Thanks, should be easy.

sylvainlb commented 9 years ago

As I understand, PUT, PATCH and POST should return Access-Control-Allow-Origin, Accept-Patch, mimetype, then linkHeaders(ldpr) and the commonHeaders. Rigth?

bblfish commented 9 years ago

I don't think in this case the order is important

sylvainlb commented 9 years ago

Ok, but I was checking that my list was correct.

bblfish commented 9 years ago

POST should definitely return the headers that the created document should return on a GET. For PUT and PATCH they should return the headers of the document that were changed. And yes, that seems to include Access-Control stuff and what patch formats the resource accepts.

sylvainlb commented 9 years ago

Ok, I couldn't do it so far. I need an AuthResult to call the header functions, and all I have is an IdResult. I'm not sure if I could get the first from the latter or if I should call fullAuthInfo.
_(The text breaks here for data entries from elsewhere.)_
PR #14, opened 2020-04-30
adds a function to export all population data to csv files 

elladahan:
This is a function to create csv files containing populations, households, people, activities and legs. 
These files can then be used as an input to a dashboard tool (in this case Power BI) to create statistics. Attached is a dashboard POC to show what kinds of things can be done with these csv files. 
[Dashboard POC.pptx](https://github.com/arup-group/pam/files/4558443/Dashboard.POC.pptx)

NOTE: The build is failing at the moment because I didn't include any tests with my code and therefore code coverage is slightly below the threshold. I'm working with mfitz to resolve this. Please do send your review comments in the meantime.

### DIFF
--- a/pam/write.py
+++ b/pam/write.py
@@ -147,11 +147,6 @@ def write_matsim_attributes(population, location, comment=None, household_key=No
 	# todo assuming v1?
 
 def create_population_export(list_of_populations, export_path):
-    
-    """"
-    This function creates csv export files of populations, households, people, legs and actvities. 
-    This export could be used to share data outside of Python or build an interactive dashboard.
-    """
     populations = []
     households = []
     people = []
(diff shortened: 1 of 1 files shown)


pam/write.py
```diff
@@ -145,3 +145,118 @@ def write_matsim_attributes(population, location, comment=None, household_key=No
...
+        """
+        Create population export
+        """
+        populations.append(
+            {
+                'Scenario ID': id(population),
+                'Scenario name': population.name   
+            })
+
+        pathfilename = export_path+str('/populations.csv')
```
fredshone, line 173: For building path names please use `os.path.join(export_path, 'populations.csv')` 
This will make paths that work on mac/windows and linux

pam/write.py
```diff
@@ -145,3 +145,118 @@ def write_matsim_attributes(population, location, comment=None, household_key=No
...
+    locations = []
+    
+    for population in list_of_populations:
+
+        """
+        Create population export
+        """
+        populations.append(
+            {
+                'Scenario ID': id(population),
```
fredshone, line 169: So Scenario ID is a sort of unique id? Could you use an index instead? ie 1,2,3...

fredshone:
```
for idx, population in enumerate(list_of_populations):
...
```

pam/write.py
```diff
@@ -145,3 +145,118 @@ def write_matsim_attributes(population, location, comment=None, household_key=No
...
+        
+        for hid, pid, person in population.people():
+            d_to_append = {
+                'Scenario_Household_ID': str(id(population)) + str("_") + str(hid),
+                'Scenario_Person_ID': str(id(population)) + str("_") + str(pid),
+                'Scenario ID': id(population),
+                'Household ID': hid,
+                'Person ID': pid
+            }            
+            people.append({**d_to_append, **person.attributes})
```
fredshone, line 205: noice

pam/write.py
```diff
@@ -145,3 +145,118 @@ def write_matsim_attributes(population, location, comment=None, household_key=No
...
+                    'Household ID': hid,
+                    'Person ID': pid,
+                    'Origin': leg.start_location.area,
+                    'Destination': leg.end_location.area,
+                    'Purpose': leg.act,  
+                    'Mode': leg.mode,
+                    'Sequence': leg.seq,
+                    'Start time': leg.start_time,  
+                    'End time': leg.end_time, 
+                    'Duration': leg.end_time - leg.start_time
```
fredshone, line 231: this is ok - but note that there is an existing method for getting the durations of legs and activities: `leg.duration`. But it does same thing.

pam/write.py
fredshone: `enumerate()` is a useful trick when iterating through an item (like a list in this case) - it returns the index (starting at 0) and the item for each iteration.

PR #16, opened 2020-04-30
Attribute sampling

fredshone:
Quick implementation for sampling vulnerable people:

`samplers.attributes.bin_integer_transformer()` for binning integer values (ie age). Intended to be used in a 'transformation loop', ie `for person in population: person.attributes['bin'] = ...`
This could easilly be replaced by preprocessing input data while in tabular format - but in this form it can also be used in a policy implementation.

`samplers.attributes.discrete_joint_distribution_sampler()` for random sampling from joint distribution. Can be used in a loop, applied to a table or in a policy as above.

I added the required dicts for these functions to the end of the `notebooks.vulnerability_probabilities.ipynb` notebook.

I am not precious about the implementation - just wanted something up and running fast for kasia. I quite like holding the distribution structure as a dictionary because we can extend it to N dims...


tests/test_9_samplers.py
```diff
@@ -0,0 +1,71 @@
...
+
+
+def test_discrete_joint_distribution_sampler_michael(michael, cat_joint_distribution):
+    mapping, dist = cat_joint_distribution
+    assert attributes.discrete_joint_distribution_sampler(michael, mapping, dist) == False
+
+
+def test_discrete_joint_distribution_sampler_kasia(kasia, cat_joint_distribution):
+    mapping, dist = cat_joint_distribution
+    assert attributes.discrete_joint_distribution_sampler(kasia, mapping, dist) == True
```
KasiaKoz, line 71: i think the names could be better, i couldnt tell what this was testing until I followed all of the crumbs up to the punchline of `discrete_joint_distribution_sampler`

fredshone: kk

PR #18, opened 2020-05-04
Od matrices

mfitz:
Fixed up the test and did some renaming of things to be more pythonic - note that this may require you to change any notebook code you have that calls this function.


pam/od_matrices.py
```diff
@@ -1,8 +1,7 @@
 import pandas as pd
-from pam.activity import Plan, Activity, Leg
-from pam.core import Population, Household, Person
 
-def extract_od(population, path='OD_matrix.csv'): #notice the default value
+
+def extract_od(population, path):
```
fredshone, line 4: ok - agree better to not use default paths :)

I'll try to keep looking, but if you have a clue on how to get that AuthResult, it's welcome.

bblfish commented 8 years ago

The problem is that the put function returns an IdResult[Rdf#URI]. Further down the problem is that the putLDPR script returns returns Unit. You can see this by comparing with getLDPR, which returns an Rdf#Graph.

I don't think it really makes much sense to have commands that just return graphs. The metadata about the graphs, is so often important that I think the command structure needs to be simplfied for that.

Here the simple answer for the moment is to follow the put by a getMeta, and then use that information. It would actually be easy to optimize the code so that this is very cheap. There are loads of examples of that in the tests.